Academic Year 2023/2024

  • Teaching Mode: Traditional lectures
  • Campus: Bologna
  • Corso: Second cycle degree programme (LM) in Business Administration (cod. 0897)

Learning outcomes

This course will present multivariate statistical methods in several ways: (i) It offers an overview of the main multivariate methods in economics and business, especially for microdata, (ii) It helps in choosing the best statistical method for different economic data sets, (iii) A brief explanation of some advanced methods, like spatial modeling, are also included, (iv) The use of the software R will help in estimating models, testing, and displaying related graphs.

 

Course contents

Introduction to data: definition, types and sources, microdata, main issues related to observational data.

Linear models: intro, Gauss-Markov hypotheses and inference, Monte Carlo simulations (an example), marginal effects, dummy variables, model selection, LASSO, economic data examples. Residual analysis and specification tests, violation of the hypoteses and alternative estimators, endogeneity test, exogeneity test, endogeneity example.

Time series: intro, residual analysis and specification tests, time series components, forecasting with classical methods, missing data imputation with moving average.

Discrimination, classification and clustering: intro, multinomial logistic regression, binary probit/logit models, spatial probit model, regression trees, k-means clustering, spatial clustering.

Further topics: nonlinear models in regressors, power transformations, intro on panel data.

R programming

Readings/Bibliography

References:

Tsai Chun-Wei et al. (2015), Big Data Analytics: a survey, Journal of Big Data, 2:21.

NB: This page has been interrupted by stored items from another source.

PR #614, opened 2026-06-24
test: Refactor RST tests

MaximilianSoerenPollak:
## 📌 Description
Completely refactor RST tests on how they work. 
Added test_metadata to ensure linking is possible in them as well

## 🚨 Impact Analysis

## ✅ Checklist


src/extensions/score_metamodel/tests/test_rules_file_based.py
```diff
@@ -227,107 +128,204 @@ def filter_warnings_by_position(
...
-
-    # Build the documentation with the enabled checks
-    app.config.score_metamodel_checks = rst_data.enabled_checks
+    ### Build the given rst file with Sphinx and check expected/unexpected warnings.
+    rst_data = count_need_objects(RST_DIR / rst_file)
+
+    # Build the documentation
+    app = sphinx_app_setup(RST_DIR / rst_file)
+    monkeypatch.chdir(app.srcdir)  # Sphinx resolves paths relative to the source dir
     app.build()
```
AlexanderLanin, line 279: _AI-assisted review (Claude):_

**Critical: check filter is set _after_ `app.build()` — checks run with the wrong filter**

The `score_metamodel_checks` config is set from the `test_metadata` need at line 318–319, but `app.build()` is called at line 308. The metamodel check runner (`_run_checks`) fires on the `build-finished` event, which is emitted *inside* `app.build()`. So the check filter is always empty when checks actually run — every file runs all checks, not just the one declared in `:check:`.

The old code did this correctly: `app.config.score_metamodel_checks = rst_data.enabled_checks` was set before `app.build()`.

The fix requires reading the `:check:` value before building. One approach: parse it from the RST source (the old `#CHECK:` comment pattern) or use a two-pass approach (build once to discover metadata, then build again with the filter). Alternatively, keep the `:check:` value in `conf.py` and pass it via `confoverrides` to `SphinxTestApp`.

src/extensions/score_metamodel/tests/test_rules_file_based.py
```diff
@@ -227,107 +128,204 @@ def filter_warnings_by_position(
...
-                    pytest.fail(msg, pytrace=False)
+    # Get & parse metadata needs
+    needs_data = SphinxNeedsData(app.env)
+    needs_view = needs_data.get_needs_view()
+    extends = needs_data.get_or_create_extends().values()
+    all_needs = list(needs_view.values()) + list(extends)
+    _validate_need_count(all_needs, rst_data)
+
+    metadata_need = _get_test_metadata_need(needs_view, rst_data)
+    rst_data.enabled_checks = metadata_need.get("CHECK")
```
AlexanderLanin: _AI-assisted review (Claude):_

**Critical: field accessed as `"CHECK"` but registered as `"check"` — always returns `None`**

`NeedItem.get()` uses the registered field name as the key. The field is registered as `"check"` (lowercase) in `conf.py`'s `add_options_regex` and `add_needs_fields`, and `parse_test_metadata` correctly reads it as `need.get("check")` at line 163. But here the raw `NeedItem` is queried with uppercase `"CHECK"`, which will always return `None`.

The consequence compounds finding #1: even if the build order were fixed, the check filter would still be empty because this key lookup fails silently.

Fix: use `metadata_need.get("check")` (lowercase), or better, use the already-parsed `rst_data.metadata["check"]` which is set two lines later.

src/extensions/score_metamodel/tests/rst/id_contains_feature/test_id_contains_feature.rst
```diff
@@ -12,57 +12,65 @@
    # SPDX-License-Identifier: Apache-2.0
    # *******************************************************************************
 
-#CHECK: id_contains_feature
+
+.. test_metadata::
+   :id: test_metadata__id_contains_feature
+   :partially_verifies_list: tool_req__docs_common_attr_id_scheme
+   :test_type: requirements_test
```
AlexanderLanin: _AI-assisted review (Claude):_

**Important: `"requirements_test"` is not a valid `TestType` — runtime `KeyError` guaranteed**

The `TestType` literal in `attribute_plugin.py` accepts: `"fault-injection"`, `"interface-test"`, `"requirements-based"`, `"resource-usage"`. The value here is `requirements_test` (underscore, no hyphen, wrong suffix), which matches none of them.

`_build_test_properties` receives this as `test_type` and passes it directly to `pytest.mark.test_properties`. Depending on downstream validation, this either silently produces wrong XML output or fails at runtime when the report generator validates the value.

Fix: change to `requirements-based`.

src/extensions/score_metamodel/BUILD
```diff
@@ -82,6 +82,7 @@ score_pytest(
         "tests/rst/conf.py",
         "tests/rst/needs.json",
     ],
+    args = ["-s", "-vv"],
```
AlexanderLanin: _AI-assisted review (Claude):_

**Important: debug flags `-s -vv` left in all five `score_pytest` BUILD targets**

`-s` disables stdout capture (dumps all Sphinx output to terminal) and `-vv` enables double-verbose mode. These are debugging aids that should not be committed to CI targets — they produce noisy output and slow down iterative CI runs.

Remove `args = ["-s", "-vv"]` from all five `score_pytest` rules.

src/extensions/score_metamodel/tests/test_rules_file_based.py
```diff
@@ -227,107 +128,204 @@ def filter_warnings_by_position(
...
+        "check": need.get("check"),
+    }
+    assert metadata["fully_verifies"] or metadata["partially_verifies"], (
+        f"Error in need: {need.get('id')}. "
+        "Either fully_verifies or partially_verifies must be provided"
+    )
+    return metadata
+
+
+def apply_test_metadata_props(
```
AlexanderLanin: _AI-assisted review (Claude):_

**Suggestion: `apply_test_metadata_props` duplicates `apply_test_metadata` from `attribute_plugin.py`**

`attribute_plugin.py` already exports `apply_test_metadata` (added in this PR) with the same purpose and the same `_build_test_properties` call. The local `apply_test_metadata_props` here does the same thing with slightly different file-path concatenation logic.

Consider using `apply_test_metadata` from the plugin directly (possibly extending its signature to accept a `file_prefix` for the path concatenation), rather than maintaining a second implementation that can drift.

src/extensions/score_metamodel/tests/rst/conf.py
```diff
@@ -15,20 +15,106 @@
...
+            "optional_links": {},
+        }
+    ]
+
+    # At parse time these are None, as they need to be filled post-parsing when all types are available to resolve the link targets.
+    # The dict maps the link name to a list of need types that are allowed as targets for that link.
+
+    changed_needs_types = list(test_metadata_need_type)
+    all_needs_types = app.config.needs_types
+    if "test_metadata" not in all_needs_types:
```
AlexanderLanin: _AI-assisted review (Claude):_

**Suggestion: `"test_metadata" not in all_needs_types` always evaluates the string against a list of dicts**

`all_needs_types` is a list of `NeedType` dicts (each with a `"directive"` key). The expression `"test_metadata" not in all_needs_types` checks whether the *string* `"test_metadata"` is an element of the list — it never matches a dict, so this guard is always `True` and the setup body always runs.

The intent (based on `__init__.py` line 224) is to check whether any existing type already has the directive:
```python
if "test_metadata" not in {nt["directive"] for nt in all_needs_types}:
```
Also: `app.config.needs_types = changed_needs_types` inside the loop overwrites the config on every iteration — it should be moved outside the loop.

AlexanderLanin (changes requested):

**Critical: 2 | Important: 1 | Suggestions: 2**

The refactor has solid motivation — moving test metadata from ad-hoc `#CHECK:` / `#EXPECT` comments into first-class `test_metadata` needs is a real improvement. The code structure is cleaner and the approach of attaching traceability links to RST-based tests is the right direction.

However there are two critical regressions that break the core mechanism:

1. **`app.build()` is called before `score_metamodel_checks` is set** (line 308 vs 318–319). The check filter fires inside `build-finished`, so every test file runs _all_ checks, not just the one declared in `:check:`. The old code set the config before building. This needs to be read from RST before the app is constructed — either by retaining a lightweight pre-parse of the `:check:` value, or by threading it through `confoverrides` in the `SphinxTestApp` constructor.

2. **`metadata_need.get("CHECK")` uses the wrong case** — the field is `"check"` (lowercase). This always returns `None`, compounding issue #1 (the filter is always empty).

Together these mean the check-scoping that was present in the old code is completely lost in this PR.

One additional important issue: the `requirements_test` value in `test_id_contains_feature.rst` is not in the `TestType` literal — the valid value is `requirements-based`.

The `-s -vv` debug args committed to all five BUILD targets should also be removed before merge.

AlexanderLanin (changes requested):

Re-review after new commit (faefabde). The only change since the last review is an addition to `docs/internals/extensions/rst_filebased_testing.md`.

**None of the previously reported issues have been addressed.** All five original findings remain open:

- ❌ **Critical** — `app.build()` called before `score_metamodel_checks` is set (line 308 vs 318)
- ❌ **Critical** — `metadata_need.get("CHECK")` uses wrong case; field is `"check"` (line 318)
- ❌ **Important** — `test_id_contains_feature.rst` uses `requirements_test`, not the valid `requirements-based`
- ❌ **Important** — `-s -vv` debug flags left in all five BUILD targets
- ❌ **Suggestion** — `apply_test_metadata_props` duplicates `apply_test_metadata` from `attribute_plugin.py`
- ❌ **Suggestion** — `conf.py` guard `"test_metadata" not in all_needs_types` checks a string against a list of dicts; always true

The two Criticals are blockers — with the current code the check filter is never applied during the build, so the per-file check scoping introduced by the `test_metadata` need has no actual effect.

src/extensions/score_metrics/sphinx_filters.py
```diff
@@ -207,6 +207,7 @@ def get_metrics_with_first_value_total(
     results.clear()
     # As kwargs ordering is deterministic this will always put the first total into results[0]
     _get_key_values(results, [str(value) for value in kwargs.values()])
+
```
a-zw, line 210: Why are there random changes like this one?

MaximilianSoerenPollak: Formatting. 
That was a change the pre-commit did when I ran `pre-commit run -a`.

src/extensions/score_metamodel/tests/test_rules_file_based.py
MaximilianSoerenPollak: Fixed.

src/extensions/score_metamodel/tests/rst/conf.py
MaximilianSoerenPollak: Fixed.

src/extensions/score_metamodel/tests/test_rules_file_based.py
MaximilianSoerenPollak: Instead enabled all checks as this is not possible.

src/extensions/score_metamodel/tests/rst/id_contains_feature/test_id_contains_feature.rst
```diff
@@ -12,57 +12,64 @@
...
```
AlexanderLanin: _AI-assisted review (Claude):_

**Important: `"requirements_test"` invalid `test_type` — still not fixed**

`test_id_contains_feature.rst` line 19 still has `:test_type: requirements_test`. The valid `TestType` values are `"fault-injection"`, `"interface-test"`, `"requirements-based"`, `"resource-usage"`. This value will be written to the JUnit XML as-is and silently produces a non-conforming test result.

Fix: change to `requirements-based`.

src/extensions/score_metamodel/tests/rst/conf.py
```diff
@@ -15,20 +15,106 @@
...
+            "description": "List of requirements that this RST test partially verifies",
+            "schema": {
+                "type": "array",
+                "items": {"type": "string"},
+            },
+            "nullable": True,
+        },
+    }
+    add_options_regex = {
+        "check": "^.*$",
```
AlexanderLanin: _AI-assisted review (Claude):_

**Suggestion: `:check:` field is dead code — registered but never used**

The `"check"` field is defined in `add_needs_fields` and `add_options_regex` in `conf.py`, and `parse_test_metadata` stores it (`need.get("check")`). But after removing `:check:` from all RST files (commit 0b56605), nothing reads `metadata["check"]` — neither `test_rules_file_based.py` nor `apply_test_metadata`. 

Remove it from `add_needs_fields`, `add_options_regex`, `parse_test_metadata`, and the `test_metadata` `optional_options` to avoid confusion. If per-file check scoping is re-introduced later, it should be re-added intentionally.

docs/internals/extensions/rst_filebased_testing.md
```diff
@@ -4,111 +4,159 @@
...
+> **Note:** RST comments used to separate or describe cases (for example
+> `.. All required options are present`) must not contain `::`, otherwise the
+> parser counts them as needs.
 
 ## Graph check tests
 
 Graph checks (defined in `metamodel.yaml` under `graph_checks:`) are all executed
-by a single Python function `check_metamodel_graph`. Use that function name in `#CHECK:`:
+by a single Python function `check_metamodel_graph`. Use that function name in the
+`test_metadata` need's `:check:` option:
```
AlexanderLanin: _AI-assisted review (Claude):_

**Suggestion: documentation still describes `:check:` as a working feature**

Lines 44–46 describe `<check functions>` as a field the user can set, and lines 106–114 show a `.. test_metadata::` example with `:check: check_metamodel_graph`. But `:check:` was removed from all RST test files in commit 0b56605, and the test runner no longer reads it. A contributor following this doc would add `:check:` to their RST file and wonder why check scoping has no effect.

Either remove the `:check:` references from the doc (and the example), or re-implement the feature properly before documenting it.

AlexanderLanin (changes requested):

Re-review after commits 0b56605–9ca8937.

**Critical: 0 | Important: 1 | Suggestions: 2**

Good progress — both critical build-ordering issues from the first review are resolved by removing the per-file `:check:` scoping entirely (commit 0b56605). The debug flags, duplicate function, and `conf.py` guard are also fixed. The PR is substantially better.

**Still open from previous reviews:**

- ❌ **Important** — `:test_type: requirements_test` in `test_id_contains_feature.rst` is still there. `requirements_test` is not a valid `TestType` literal. Change to `requirements-based`.

**New findings:**

- ⚠️ **Suggestion** — The `"check"` field is now dead code: registered in `conf.py`, populated in `parse_test_metadata`, but never read by anything since `:check:` was removed from all RST files. Clean it up.
- ⚠️ **Suggestion** — The documentation still describes `:check:` as a feature (lines 44–46 and 106–114 of `rst_filebased_testing.md`), with example code blocks showing how to use it. Since the feature no longer works, this will mislead contributors. Either remove the references or re-implement the feature.

Other issues (typo in `descdription`, `test_need_extends.rst` missing `test_metadata`, `safety: YES` invalid values) are already flagged by other reviewers — I won't duplicate them.

AlexanderLanin (commented):

Re-review after commit 9628353f.

**Critical: 0 | Important: 1 | Suggestions: 1**

Good progress — five findings from the previous review are now resolved:

- ✅ `requirements_test` → `requirements_based` fixed in `test_id_contains_feature.rst`
- ✅ `:check:` dead-code field removed from `conf.py`
- ✅ Doc section describing `:check:` as a working feature removed
- ✅ `descdription` typo fixed in `_get_default_metadata_need()`
- ✅ `.rst` extension now appended to `file_name` in `test_rules_file_based.py`

Two findings remain open:

**Important — `test_need_extends.rst` has no `test_metadata` block and uses invalid `safety` values**

This file still has no `.. test_metadata::` directive (existing thread on line 16), so junitxml `file`/`line` attributes fall back to defaults for this test. It also still sets `:safety: YES`, `:safety: NO`, and `:+safety: YES` (lines 28, 34, 56, 72) on `stkh_req` needs — these violate the `QM|ASIL_B` constraint and will generate unrelated format warnings from `check_extra_options`, adding noise to the warning list the test asserts against. Both issues are flagged in existing threads and remain unaddressed.

**Suggestion — `:expect_not: title contains` is a vacuous assertion (`test_prohibited_words.rst` lines 40, 55)**

The actual warning from `check_for_prohibited_words` reads `contains a weak word`, not `title contains`. The substring `title contains` never appears in any warning, so these `:expect_not:` assertions always pass and provide no safety net. Fix: change to `:expect_not: contains a weak word` (flagged in existing threads on lines 41 and 56).

AlexanderLanin (approved):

Daniel Zelterman (2014), Applied Multivariate Statistics with
R, Springer.

Marno Verbeek (2005), Econometria, I edizione, Zanichelli
Editore.

William Greene (2019), Econometric Analysis, Pearson. Eighth
Edition (Global Edition).

Gareth James, Daniela Witten, Trevor Hastie, Robert Tibshirani (2021), An Introduction to Statistical Learning with Applications in R, Springer.

Teaching methods

Lessons are carried out considering both methodological and empirical aspects in economics, with the help of the statistical software R.

The used economic datasets are all available in R or provided by the Professor.

Assessment methods

Oral examination.

The examination consists into the evaluation of a work group.

The students are divided into groups and they will prepare a short thesis explaining the type of dataset used, the statistical method/s and the results with the use of R. 

Each group will also prepare a short presentation/seminar during which some questions are made.  

 

Teaching tools

Pc; videoprojector.

Office hours

See the website of Anna Gloria Billè

SDGs

Quality education Industry, innovation and infrastructure

This teaching activity contributes to the achievement of the Sustainable Development Goals of the UN 2030 Agenda.